Task directions -> Find and copy each line in the material below where the string "crates" occurs.

Top of Given information

PR #4749, opened 2026-08-14
Reset the inner moving average in AverageTrueRange

mkzung:
## Summary

reset() does not touch self.ma.

It clears previous_close, value, count, has_inputs and initialized, and self.ma is where the state actually lives: update_raw feeds it and then reads self.value = self.ma.value(). So the first values after a reset come from the previous run. At period 3 on five bars, the first run starts at 0.1000 and the replay starts at 0.2333, and it stays wrong for period - 1 values until the stale window has rolled out.

22 indicators in this crate hold another indicator inside. On develop this is the only one that does not reset it, and RelativeStrengthIndex already has test_reset_resets_inner_mas for the same thing.

## Type of change

## Testing

Added test_reset_resets_inner_ma, the same shape as rsi.rs.

544 tests pass in nautilus-indicators and make pre-commit is green over 61 hooks. Removing the one added line turns the new test red, and restoring it turns it green.

### DIFF
--- a/crates/indicators/src/volatility/atr.rs
+++ b/crates/indicators/src/volatility/atr.rs
@@ -84,6 +84,7 @@ impl Indicator for AverageTrueRange {
     }
 
     fn reset(&mut self) {
+        self.ma.reset();
         self.previous_close = 0.0;
         self.value = 0.0;
         self.count = 0;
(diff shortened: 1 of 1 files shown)


cjdsellers (approved):
Hey @mkzung,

Bottom of Given information

Reply to the task ->
--- a/crates/indicators/src/volatility/atr.rs
+++ b/crates/indicators/src/volatility/atr.rs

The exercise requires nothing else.